*** Opening INFORMATION SHOWN ***
PR #504, opened 2018-11-05
CPKAFKA-1865:  Performance degrades drastically after running for extended periods

stanislavkozlovski:
### Problem
The REST Proxy has a memory leak in maintaining one data structure.

Its `consumersByExpiration` priority queue is supposed to track the consumer that is closest to expiry. There is a separate `ExpirationThread` that monitors this structure and deletes a consume if it has expired.

We update a consumer's expiration and add it back to the queue (so it can re-order itself) on every `poll()` call. The root problem is that we do not remove the old consumer instance from the queue. This results in a `consumersByExpiration` structure with huge sizes, since `poll()` is called very often, especially when consuming high volumes of records. (max.poll.records is set to 30 by default) Even worse, the proxy is currently configured to `poll()` repeatedly with a timeout of 50ms until the default consume ('/records` endpoint) request timeout of 1000ms is reached.

Testing locally 4 clients consuming and producing every second, the `consumersByExpiration` structure would reach 5.5 million elements in under five minutes.

This explains the CPU usage and the consumer creation requests blocking for a long time in the escalation ticket.

This problem has always been present in both the v1 and v2 consumer implementation. The reason it popped up now in the v2 implementation is that the recent changes in https://github.com/confluentinc/kafka-rest/pull/476 made more frequent calls to `updateExpiration`

### Solution
Remove the consumer from `consumersByExpiration` prior to adding it when updating its expiry.
The overall state machine should now ensure that `consumersByExpiration` contains 1 entry per consumer in the proxy.

1. Create consumer -> add to `consumersByExpiration`
2. Delete consumer - remove from `consumersByExpiration`
3. Update expiry - remove and add to `consumersByExpiration`

There also existed a race condition where a concurrent read/offset-commit might re-add the consumer to `consumersByExpiration` because of the expiration update. Adding a check to see if the consumer is present from the `consumers` data structure (the source of truth for active consumer instances) should prevent this from happening.

### DIFF
--- a/src/main/java/io/confluent/kafkarest/ConsumerManager.java
+++ b/src/main/java/io/confluent/kafkarest/ConsumerManager.java
@@ -201,7 +201,6 @@ public class ConsumerManager {
 
       synchronized (this) {
         consumers.put(cid, state);
-        this.notifyAll();
       }
       succeeded = true;
       return name;
@@ -355,6 +354,7 @@ public class ConsumerManager {
     if (state == null) {
       throw Errors.consumerInstanceNotFoundException();
     }
+    state.updateExpiration();
     return state;
   }
 
@@ -379,9 +379,9 @@ public class ConsumerManager {
 
     @Override
     public void run() {
-      synchronized (ConsumerManager.this) {
-        try {
-          while (isRunning.get()) {
+      try {
+        while (isRunning.get()) {
+          synchronized (ConsumerManager.this) {
             long now = time.milliseconds();
             Iterator itr = consumers.values().iterator();
             while (itr.hasNext()) {
@@ -397,12 +397,12 @@ public class ConsumerManager {
                 });
               }
             }
-
-            ConsumerManager.this.wait(1000);
           }
-        } catch (InterruptedException e) {
-          // Interrupted by other thread, do nothing to allow this thread to exit
+
+          Thread.sleep(1000);
         }
+      } catch (InterruptedException e) {
+        // Interrupted by other thread, do nothing to allow this thread to exit
       }
       shutdownLatch.countDown();
     }
--- a/src/main/java/io/confluent/kafkarest/ConsumerManager.java
+++ b/src/main/java/io/confluent/kafkarest/ConsumerManager.java
@@ -20,9 +20,9 @@ import org.slf4j.Logger;
 import org.slf4j.LoggerFactory;
 
 import java.util.HashMap;
+import java.util.Iterator;
 import java.util.List;
 import java.util.Map;
-import java.util.ArrayList;
 import java.util.Properties;
 import java.util.UUID;
 import java.util.Vector;
@@ -383,22 +383,21 @@ public class ConsumerManager {
         try {
           while (isRunning.get()) {
             long now = time.milliseconds();
-            List<ConsumerState> statesToRemove = new ArrayList<>();
-            for (ConsumerState state: consumers.values()) {
+            Iterator itr = consumers.values().iterator();
+            while (itr.hasNext()) {
+              final ConsumerState state = (ConsumerState) itr.next();
               if (state.expired(now)) {
-                statesToRemove.add(state);
+                log.debug("Removing the expired consumer {}", state.getId());
+                itr.remove();
+                executor.submit(new Runnable() {
+                  @Override
+                  public void run() {
+                    state.close();
+                  }
+                });
               }
             }
-            for (ConsumerState staleState: statesToRemove) {
-              log.debug("Removing the expired consumer {}", staleState.getId());
-              final ConsumerState state = consumers.remove(staleState.getId());
-              executor.submit(new Runnable() {
-                @Override
-                public void run() {
-                  state.close();
-                }
-              });
-            }
+
             ConsumerManager.this.wait(1000);
           }
         } catch (InterruptedException e) {
--- a/src/main/java/io/confluent/kafkarest/ConsumerManager.java
+++ b/src/main/java/io/confluent/kafkarest/ConsumerManager.java
@@ -259,7 +259,7 @@ public class ConsumerManager {
           public void onCompletion(
               List<? extends ConsumerRecord<ClientKeyT, ClientValueT>> records, Exception e
           ) {
-            updateExpiration(state);
+            state.updateExpiration();
             if (e != null) {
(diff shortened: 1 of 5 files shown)


gardnervickers:
To elaborate a bit more on why this happens, the `run` method of the `RunnableReadTask` updates consumer state expiration with `KafkaConsumerManager.this.updateExpiration(taskState.consumerState);`. `taskState.consumerState` is captured on the `RunnableReadTask` here.
There is an alternate branch in `run` which calls `delayFor`, `delayFor` resubmits the `RunnableReadTask` in its entirety (with the captured `taskState.consumerState`) after a timeout, calling `run` again. This causes `updateExpiration(taskState.consumerState)` to be called again too, potentially with a duplicate `consumerState`. 

Another possible way to solve this would be to move [`updateExpiration`](https://github.com/confluentinc/kafka-rest/blob/4.1.x/kafka-rest/src/main/java/io/confluent/kafkarest/v2/KafkaConsumerManager.java#L369) call to the branch where the runnable does not retry, the `else` branch, however that has some semantic differences

src/main/java/io/confluent/kafkarest/ConsumerManager.java
```diff
@@ -403,21 +387,23 @@ public void run() {
         try {
           while (isRunning.get()) {
             long now = time.milliseconds();
-            while (!consumersByExpiration.isEmpty() && consumersByExpiration.peek().expired(now)) {
-              final ConsumerState state = consumersByExpiration.remove();
-              consumers.remove(state.getId());
+            List<ConsumerState> statesToRemove = new ArrayList<>();
+            for (ConsumerState state: consumers.values()) {
```
hachikuji: Probably not a big deal, but we could do this in a single pass using `Iterator.remove()`. 

I'm also debating whether it's worthwhile changing the `consumers` collection to be a `ConcurrentHashMap`. Maybe then we'd only need the lock when we have a consumer to expire? Note that this can be left for a follow up. There probably won't be that many consumers, so holding the lock may be ok.

src/main/java/io/confluent/kafkarest/v2/KafkaConsumerManager.java
```diff
@@ -493,15 +481,12 @@ private KafkaConsumerState getConsumerInstance(String group, String instance) {
     return getConsumerInstance(group, instance, false);
   }
 
+  /*
+    Update the expiration of a KafkaConsumerState.
+    Synchronized to avoid race conditions with the ExpirationThread
+   */
   private synchronized void updateExpiration(KafkaConsumerState state) {
```
hachikuji: This method is contributing much anymore. Perhaps we can remove it?

src/main/java/io/confluent/kafkarest/ConsumerManager.java
stanislavkozlovski: I think that holding the lock should okay as well.

src/main/java/io/confluent/kafkarest/v2/KafkaConsumerManager.java
stanislavkozlovski: Yeah I thought about that initially. I wrongly remembered that the `updateExpiration` is stateful by using the `expirationTime` instance variable but it was only setting it by using config variables.

src/main/java/io/confluent/kafkarest/v2/KafkaConsumerManager.java
```diff
@@ -473,31 +468,20 @@ public void shutdown() {
...
     ConsumerInstanceId id = new ConsumerInstanceId(group, instance);
-    final KafkaConsumerState state = remove ? consumers.remove(id) : consumers.get(id);
+    final KafkaConsumerState state = toRemove ? consumers.remove(id) : consumers.get(id);
     if (state == null) {
       throw Errors.consumerInstanceNotFoundException();
     }
-    // Clear from the timeout queue immediately so it isn't removed during the read operation,
-    // but don't update the timeout until we finish the read since that can significantly affect
-    // the timeout.
-    consumersByExpiration.remove(state);
```
hachikuji: The effect of this previously was to prevent expiration until the request had been handled. Should we have some additional logic to accomplish the same thing? Maybe it's good enough if we update the expiration time both when a request is received and when the response is sent?

src/main/java/io/confluent/kafkarest/ConsumerManager.java
```diff
@@ -202,7 +201,6 @@ public String createConsumer(String group, ConsumerInstanceConfig instanceConfig
 
       synchronized (this) {
         consumers.put(cid, state);
-        consumersByExpiration.add(state);
         this.notifyAll();
```
dhruvilshah3: Do we need this with the changed expiration thread logic?

src/main/java/io/confluent/kafkarest/v2/KafkaConsumerManager.java
```diff
@@ -519,21 +503,22 @@ public void run() {
...
+                });
+              }
             }
-            long timeout =
-                consumersByExpiration.isEmpty()
-                ? Long.MAX_VALUE
-                : consumersByExpiration.peek().untilExpiration(now);
-            KafkaConsumerManager.this.wait(timeout);
+
+            KafkaConsumerManager.this.wait(1000);
```
dhruvilshah3: Could we use `sleep` instead now that we don't require the expiration thread to be woken up explicitly?

src/main/java/io/confluent/kafkarest/ConsumerManager.java
huangyiminghappy: @dhruvilshah3  could you help me review the https://github.com/confluentinc/kafka-rest/pull/500? thank you

src/main/java/io/confluent/kafkarest/v2/KafkaConsumerManager.java
stanislavkozlovski: Oh I see... yeah we could update the expiry here as well

hachikuji: I think the two cases are offset commits and reads. Both have some logic to update the expiration time after completion, so that's probably good enough.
*** Closing INFORMATION SHOWN ***
* [PROBLEM TO WORK ON]
If the word "ArrayList" is on a line above, return that line.

* [FINISHED EXERCISE]
-import java.util.ArrayList;
-            List<ConsumerState> statesToRemove = new ArrayList<>();
+            List<ConsumerState> statesToRemove = new ArrayList<>();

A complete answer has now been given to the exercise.